▶ **Your objective**
Report each line of the data that contains the string "confusing".

▶ **Data to examine**
Issue #178, opened 2017-05-28
Maybe make task-local storage work from run_in_worker_thread functions


njsmith:
This is handy for logging, and safe because we know that *either* the task *or* the thread is running, but never both - so no locking is needed. But maybe confusing (it can't work for run-locals, or `run_in_worker_process`)?

What should `current_task()` return in a `run_in_worker_thread` function? Currently we effectively find the task-locals by looking up the current task, so the most naive way to make task-locals work would to make `current_task()` work and then task-locals would work for free. Is that good or bad?

PR #478, opened 2018-03-20
Add contextvars support.

### LINKED ISSUE #417: Make trio.TaskLocal work in non-async scope
As the Trio documentation rightly says about including a request identifier in log messages:

> Now, here’s the problem: how does the logging code know what the request identifier is? One approach would be to explicitly pass it around to every function that might want to emit logs… but that’s basically every function, because you never know when you might need to add a log.debug(...) call to some utility function buried deep in the call stack, and when you’re in the middle of a debugging a nasty problem that last thing you want is to have to stop first and refactor everything to pass through the request identifier! 

And indeed, task local storage provides a nice solution for retrieving the request identifier :

```
task_info = trio.TaskLocal(conn_id=None)
def log_filter(record):
    if task_info.conn_id is None:
        return

    record.msg = '(conn %d) ' + record.msg
    record.args = (task_info.conn_id,) + record.args
```

But there is a problem: the log_filter needs to be added to every log handler - it's not enough to just add it to the local logger because then it won't be applied all the way down to the call chain, and we can't add it to the root logger because it is not inherited. This is a little ugly, but can be worked around by running something like:

```
     # Add connection information
    for handler in root_logger.handlers:
        handler.addFilter(server.log_filter)
```

..after all logging has otherwise been initialized.

But, there is always going to be that annoying bit of code that tries to log something before the event loop has started, giving us a `RuntimeError: must be called from async context` when accessing task_info.

Thus my question: can't access to the task local object outside of an async context just return the default value? Having to catch a `RuntimeError` when accessing an attribute is nasty.

### LINKED ISSUE #420: Support for PEP 567
[PEP 567 got accepted](https://www.python.org/dev/peps/pep-0567/) on the 22nd, adding context-local variables to Python 3.7, and it would be super useful to have implemented (especially for something I'm working on).

However, 3.5/3.6 compat is an issue, and if it wasn't for that I would've PR'd in already (since the change is probably super trivial, `msg = task.coro.send(next_send)` -> `context = contextvars.copy_context(); msg = context.run(task.coro.send, next_send)` or similar.), and I don't know how that would be solved.

Fuyukai:
This adds PEP 567 contextvars support to the core of Trio. 

Todo:

 - [x] Tests  
 - [x] Deprecate TaskLocal
 - [x] Wait for a backport for 3.5 and 3.6.

Closes #420 and closes #417, see also: #178.


Fuyukai:
Note the tests will not pass for this at all because I import contextvars which obviously doesn't work on 3.5/3.6 yet.

njsmith:
I guess we'll also want to replace `RunLocal` with some sort of `RunVar` interface that's modeled after `ContextVar`.

@1st1 would you have any objection to is releasing a `contextvars` package on pypi, that (initially) just has a pure python implementation of the contextvars API?

1st1:
Would you mind to wait a couple of days for this?  I will try to find time to do this.

1st1:
Here we go: https://pypi.python.org/pypi/pep567/0.1.0

1st1:
And here's the repo: https://github.com/MagicStack/pep567  Please feel free to file issue/requests. I can make you a co-maintainer Nathaniel if you need that.

1st1:
"contextvars" name is taken.

njsmith:
Heh, whoops. Though, the `import` name doesn't have to match the pypi name, so it could still be `import contextvars`. Or I bet that person could be convinced to give up their not-touched-in-the-last-6-years package given that the stdlib has claimed the name anyway...

1st1:
> Though, the import name doesn't have to match the pypi name, so it could still be import contextvars

Yeah, but that can be really confusing to some users (I'd be confused for one).

> Or I bet that person could be convinced to give up their not-touched-in-the-last-6-years package given that the stdlib has claimed the name anyway...

Maybe, the problem is that someone might still be using that old package. In the end, I thought that the name of the module is not that important...

njsmith:
@1st1 if it were just trio/asyncio/... who had to notice this I wouldn't care, but everyone who wants to use a `ContextVar` has to do the same import dance, so we have to include it in all our docs examples, etc. And if anyone is using that old package then, well, they're screwed when 3.7 comes out anyway :-). Also, it looks like it's only getting ~1 download/week. So... would you mind if I sent the owner a quick email to find out if they'd be amenable?

1st1:
Sure, please do. I'd be totally OK to rename the package.

njsmith:
Email sent!

1st1:
Thanks! :)

njsmith:
@Fuyukai If you want to keep making progress on this while we're waiting to hear back, I guess you can start with using `pep567` – should be easy to switch if the name changes.

You'll want to add an entry like:
```python
":python_version < '3.7'": ["pep567"]
```
to the `extras_require` dict in `setup.py`, and then it should start installing automatically on the older test runs.

We will want to deprecate `TaskLocal`; this requires:

* adding the warning (I think just decorating `TaskLocal.__init__`)

* Adding a `removal` newsfragment

* Deleting the `TaskLocal` docs

Also, do you want to handle the analogous `RunLocal` → `RunVar` transition in this PR too, or leave that for later?

(And thanks for working on this btw!)

Fuyukai:
> `":python_version < '3.7'": ["pep567"]`

TIL this is a thing. 

But sure, I'll do those changes.

1st1:
Alright, thanks to Nathaniel, the backport is now available under "contextvars" name :)

So please update the dependency in your PR to "contextvars".

njsmith:
Sweet!

@1st1 it looks like now the PR tests here are failing because your backport package only supports 3.6, not 3.5. Is that intentional? I know f strings are hard to give up... :-)

1st1:
> @1st1 it looks like now the PR tests here are failing because your backport package only supports 3.6, not 3.5. Is that intentional? I know f strings are hard to give up... :-)

They are indeed hard to give up :) contextvars@2.1 is now 3.5 compatible.

Are many trio users still on 3.5?  I'm considering dropping its support from uvloop/asyncpg, but will probably wait until 3.7 comes out.

Fuyukai:
> Deleting the TaskLocal docs

I don't think this should be done; they should be changed to mention ContextVar objects instead, since the majority of the section deals with the issue more abstractly and just autoclasses TaskLocal after (Unless this is what you meant?)

njsmith:
@Fuyukai

Yes, that's what I mean, sorry. The point is that we don't mention deprecated features in the docs, which might not be obvious. (Except for in the change log, of course.)

@1st1
> Are there many trio users still using 3.5? 

I'm not sure, but we do still support it for now. The main reasons are (1) it ships with ubuntu 16.04, so it does make trio easier to try for some people, (2) PyPy is still on 3.5 (though they're getting closer to 3.6), and twisted devs keep telling me that their users all deploy on PyPy. Plus it's much easier to compete with uvloop if we can cheat and use PyPy ;-).

Fuyukai:
The tests don't pass because TrioDeprecationWarning is warned on test_locals; doing a `with pytest.warns(TrioDeprecationWarning)` fails also because it doesn't warn because of course.

njsmith:
@Fuyukai Maybe try adding a `recwarn` fixture to the tests for the deprecated code, like in `trio/tests/test_socket.py::test_deprecated_resolver_methods`?

Fuyukai:
Docs updated, task locals deprecated, and I rebased for a slightly cleaner commit tree.

njsmith:
Doc build is failing with:
```
/home/travis/build/python-trio/trio/docs/source/reference-core.rst:1125:py:mod reference target not found: contextvars
```
because we're currently using the stable python 3 docs for intersphinx links, which means 3.6, and `contextvars` doesn't exist until 3.7.

I guess the slickest solution would be to use some [intersphinx cleverness](http://www.sphinx-doc.org/en/master/ext/intersphinx.html) to direct just that link to the python 3.7 docs. Alternatively it wouldn't be the end of the world though if we dropped the link, or made it a regular URL link instead of an automagic intersphinx link.

Fuyukai:
Given that it'll automatically fix itself in a few months time, I think the easier solution is to tell sphinx to ignore the warning and wait for the docs to point to 3.7 instead.

Fuyukai:
RunVar support has been added. The build fails because the doc can't look up trio.TaskLocal (??).

1st1:
I'm curious what's the motivation behind `RunVar`? Why `ContextVar` is not enough?

Fuyukai:
Well, ContextVar is task-local, whereas RunVar is shared across all tasks during a `trio.run`, so modifiying a RunVar modifies it for all whereas modifying a ContextVar only modifies it for that particular task.

1st1:
Right, but how is it different from a global/thread-local variable? Why does this specific use case deserve extra complexity?

Fuyukai:
No clue. I was just asked to add it.

njsmith:
@1st1 Another way to think of run-local data is that it's equivalent to attaching an attribute to an asyncio loop object, except that you can safely do it from third-party code. I agree that it's kind of a weird and obscure use case.  But `run_sync_in_worker_thread` needs it to track some data to avoid spawning too many threads simultaneously (you can think of it as holding the run's thread pool), and `run_sync_in_worker_thread` is built using only public APIs, so we need something like this as a public API :-). (And the reason `run_sync_in_worker_thread` is written using public APIs is because as a general policy we try to do this whenever possible. This is like how when asyncio needs something from the Python core, then you don't add a secret API that only asyncio can use, you add a new public API and asyncio becomes one of the users of it. Features like `run_sync_in_worker_thread` ship bundled together with trio, just like asyncio ships with the interpreter, but we want to keep the door open for users to invent their own better replacements 5 years from now.)

I guess `RunVar` might also be useful for other kinds of "system service" code... for example, if we were trying to implement trio's version of `call_soon_threadsafe` using only public APIs, then you'd need `RunVar` (and also `spawn_system_task`, which is another weird and obscure API). The only reason `call_soon_threadsafe` has to be built in is that `run` needs to start it automatically on every call.

Fuyukai:
The jenkins build hiccoughed on installing wheel it seems (??????) and I don't know how to resolve the doc error at all.

njsmith:
Yeah, the jenkins build currently has an old pip that only speaks some ancient version of TLS, and right now PyPI is randomly breaking old TLS versions to encourage folks to upgrade before their CDN service forces them to turn it off permanently: https://status.python.org/ , https://pyfound.blogspot.com/2017/01/time-to-upgrade-your-python-tls-v12.html

So, it worked! I've pinged the guy who maintains that server about it.

The doc error is because the docs for `RunLocal` reference the docs for `TaskLocal`, and the PR removes the `TaskLocal` docs, so that reference doesn't work anymore. But, I've realized I was unclear about the big picture here – sorry about that! Let me try to explain the motivation for the `RunVar` thing.

In 0.3.0, we had `TaskLocal`, whose API was designed to be like `threading.local` but for tasks, and we had `RunLocal`, whose API was designed to be like `threading.local`, but for runs. This makes things easy, because once you know how to any of these you know how to use all of them. But now we're replacing `TaskLocal` with `ContextVar`, which ruins the symmetry. Solution: replace `RunLocal` with `RunVar` to keep things symmetric.

So getting back to the doc error: we should deprecate `RunLocal` and delete its docs entirely, which will certainly fix the error as a side-effect :-). Does that make sense?

I'll do a proper code review in a few minutes too.

trio/_core/_run.py
```diff
@@ -1,43 +1,37 @@
...
     WaitTaskRescheduled,
 )
-from ._entry_queue import EntryQueue, TrioToken
-from ._ki import (
-    LOCALS_KEY_KI_PROTECTION_ENABLED, currently_ki_protected, ki_manager,
-    enable_ki_protection
-)
-from . import _public
+from .. import _core
+from .._util import acontextmanager
```
njsmith: I guess your editor is set up to automatically sort imports? I'm not going to stress over it here, but it does make it hard to tell what's changed... do you think you could get it to not do this in future PRs? (Or alternatively, if you absolutely can't stand unsorted imports, I guess you could set up [`isort`](https://github.com/timothycrosley/isort) alongside `yapf` so everyone does it? :-))

trio/_core/tests/test_local.py
```diff
@@ -166,10 +166,93 @@ def test_local_outside_run():
...
     for cls in _core.TaskLocal, _core.RunLocal:
         local = cls(default1=123, default2="abc")
         assert local.default1 == 123
         assert local.default2 == "abc"
         del local.default1
         assert not hasattr(local, "default1")
+
+
+# scary runvar tests
+def test_runvar_sanity():
```
njsmith: Style nit: can you rename this `test_runvar_basics` or `test_runvar_smoketest`? I try to avoid using "sanity" in the jokey "not horribly broken" sense these days b/c the jokey sense seems to come from actually pretty gross stereotypes about mental health. (And same comment on the other uses of "sanity".)

trio/_core/_run.py
Fuyukai: Oh, this was an accident; I have PyCharm set to auto-optimize imports by default on my global scope which removes unused ones and re-arranges them into a different order. I forgot to turn it off for this project.

Fuyukai:
I made the requested changes, as well as fixing the RunVar export. The build is (still) failing because the changelog refers to RunLocal which doesn't exist in the docs anymore. (Seems like a problem that's gonna hit in the future too).

njsmith:
@Fuyukai I did a last pass, and noticed a few more trivial things, so I just changed :-). I think this is good to merge – want to double-check my changes and then click merge if you agree?

njsmith:
Hooray! And thanks for your patience :-)

PR #483, opened 2018-03-31
Error for user-created Cancelled()

### LINKED ISSUE #342: Make Cancelled propagation/catching less error prone
You can't really catch `Cancelled` errors yourself, because you never know where they came from -- it might be some outer cancel scope your code knows nothing about. This also means that you can't really raise `Cancelled` errors yourself, because if you do that then they won't be tagged with the magic metadata that lets Trio know when to catch them, and if neither you can catch them nor Trio can catch them, they'll just crash your program, which is probably not what you wanted. But this is not really obvious. So we should probably make it so attempting to `raise Cancelled` gives a useful error message (e.g. by making `Cancelled.__init__` require some private value be passed).

RazerM:
Resolves #342.

- Is `RuntimeError` the correct type?
- Should the error message be more helpful? We probably want to point people to `CancelScope.cancel()`

## Todo
- [x] Add tests
- [x] Add note in `Cancelled`'s documentation that users should not raise it themselves.

### DIFF
--- a/newsfragments/342.removal.rst
+++ b/newsfragments/342.removal.rst
@@ -1,0 +1,3 @@
+Attempting to raise :exc:`trio.Cancelled` will cause a :exc:`RuntimeError`.
+:meth:`cancel_scope.cancel() <trio.The cancel scope interface.cancel>` should be
+used instead.
--- a/trio/_core/_exceptions.py
+++ b/trio/_core/_exceptions.py
@@ -55,6 +55,12 @@ class Cancelled(BaseException):
 
     then this *won't* catch a :exc:`Cancelled` exception.
 
+    Attempting to raise :exc:`Cancelled` yourself will cause a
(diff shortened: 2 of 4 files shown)


njsmith:
Thanks for looking at this. I think I just want to point at your first comment and nod vigorously :-). (`RuntimeError` is fine, I don't think it matters too much; mentioning `cancel` is probably a good idea; :+1: to docs and test (not that much is needed))

Fuyukai:
You seem to have generated history rather than added a newsfragment?

RazerM:
@Fuyukai oops, I was previewing the output and added the wrong file.

Fuyukai:
@njsmith your thoughts or can this be merged?

njsmith:
Looks good to me too. @Fuyukai want to do the honors?

PR #488, opened 2018-04-02
Fix wheel install for Jenkins sierra-python3.5 build

### LINKED ISSUE #487: Upgrade pip on MacOS builder
It looks like we still have pip 9.0.1 on our MacOS environments, which is causing tests to fail:
https://ci.cryptography.io/blue/organizations/jenkins/python-trio%2Ftrio/detail/PR-486/1/

I guess @reaperhulk is busy, but I think we could add a command like

`curl https://bootstrap.pypa.io/get-pip.py | python`

to `ci/travis.sh` before the first call to `pip`.

jab:
Fixes #487.

### DIFF
--- a/ci/travis.sh
+++ b/ci/travis.sh
@@ -34,6 +34,11 @@ if [ "$USE_PYPY_NIGHTLY" = "1" ]; then
     source testenv/bin/activate
 fi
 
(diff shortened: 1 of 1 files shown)


njsmith:
:+1:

▶ **Finished exercise**
This is handy for logging, and safe because we know that *either* the task *or* the thread is running, but never both - so no locking is needed. But maybe confusing (it can't work for run-locals, or `run_in_worker_process`)?
Yeah, but that can be really confusing to some users (I'd be confused for one).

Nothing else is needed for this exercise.